Critics have not failed to notice the engagement with questions of creation and “playing God.” Sonia Saraiya’s Variety piece on Westworld is such an example: she notes that the series “seems to be interrogating God, or some idea of God, who would produce a flawed system and observe it from an apparent distance, as the creations struggle to reconcile with and understand themselves.” Yet, she argues that the show does not make its argument explicit. It raises questions and offers no answers. There are reviewers who argue that the show is an allegory for God versus the devil and those who look at it as showing the “god in the machine.” Regardless, the storyline and dialogue make the key debate clear: we are wrestling with questions of creation and free will, which are undeniably linked to traditional religious forms, Christianity in particular.

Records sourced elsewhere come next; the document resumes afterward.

PR #9792, opened 2022-07-19
Expand Search tests to more components.

jarovo:
This is gonna make tests less flaky (random behavior) because it makes the test going trough all the defined components rather than just randomly pick one.

This increases running time quite significantly

### DIFF
--- a/tests/foreman/ui/test_bookmarks.py
+++ b/tests/foreman/ui/test_bookmarks.py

These are questions that will become increasingly relevant as technology continues to progress and we attempt to synthesize what makes us human. Despite the fact that literary works such as Frankenstein have explored these questions before, Westworld looks at it on a wider scale, incorporating cutting-edge technology and a whole world created by men. Yet, the sympathy for the hosts doesn’t reach that elicited for Frankenstein’s monster in the novel. Perhaps this is due to the “uncanny valley” effect – as an android or robot gets closer to resembling being human, it elicits a feeling of fear or dread in humans encountering them. These creations are uncomfortably close to being human and perhaps present a threat to humanity. Westworld may present another updated version of the battle between science and religion, but the issues themselves have not changed. There will continue to be tension between the two as long as people are “playing God” and continuing to worship.